**** Record set

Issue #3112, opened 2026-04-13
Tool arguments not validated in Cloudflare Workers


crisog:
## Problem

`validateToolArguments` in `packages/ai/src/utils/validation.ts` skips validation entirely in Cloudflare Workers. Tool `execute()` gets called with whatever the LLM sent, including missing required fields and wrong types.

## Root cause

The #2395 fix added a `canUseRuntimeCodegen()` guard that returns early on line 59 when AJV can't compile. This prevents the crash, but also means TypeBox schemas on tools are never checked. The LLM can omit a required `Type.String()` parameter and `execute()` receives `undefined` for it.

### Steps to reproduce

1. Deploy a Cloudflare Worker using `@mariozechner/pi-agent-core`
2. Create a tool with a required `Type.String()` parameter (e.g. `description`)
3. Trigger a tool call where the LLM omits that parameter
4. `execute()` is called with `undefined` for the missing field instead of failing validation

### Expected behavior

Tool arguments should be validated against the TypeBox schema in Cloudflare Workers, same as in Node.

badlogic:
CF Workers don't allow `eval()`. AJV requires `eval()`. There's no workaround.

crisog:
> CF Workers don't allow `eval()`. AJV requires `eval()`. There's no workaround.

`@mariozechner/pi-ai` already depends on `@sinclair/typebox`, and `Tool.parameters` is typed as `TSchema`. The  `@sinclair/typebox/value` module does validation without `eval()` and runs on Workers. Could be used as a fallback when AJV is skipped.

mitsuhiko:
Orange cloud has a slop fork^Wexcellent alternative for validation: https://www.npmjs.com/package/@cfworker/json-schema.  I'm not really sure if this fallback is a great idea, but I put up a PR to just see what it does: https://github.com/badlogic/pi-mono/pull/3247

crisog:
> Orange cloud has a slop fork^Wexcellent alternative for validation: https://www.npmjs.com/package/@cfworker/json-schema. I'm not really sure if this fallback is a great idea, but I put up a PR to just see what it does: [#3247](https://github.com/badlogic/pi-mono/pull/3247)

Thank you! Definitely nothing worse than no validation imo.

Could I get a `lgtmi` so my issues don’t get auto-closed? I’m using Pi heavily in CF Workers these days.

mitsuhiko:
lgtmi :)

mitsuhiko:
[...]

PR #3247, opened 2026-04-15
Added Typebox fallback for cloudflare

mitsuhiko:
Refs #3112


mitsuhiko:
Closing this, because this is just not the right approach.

********

> [Work instruction] Filter the records down to the lines containing the word "that", and copy those.

> [Exercise solution]
The #2395 fix added a `canUseRuntimeCodegen()` guard that returns early on line 59 when AJV can't compile. This prevents the crash, but also means TypeBox schemas on tools are never checked. The LLM can omit a required `Type.String()` parameter and `execute()` receives `undefined` for it.
3. Trigger a tool call where the LLM omits that parameter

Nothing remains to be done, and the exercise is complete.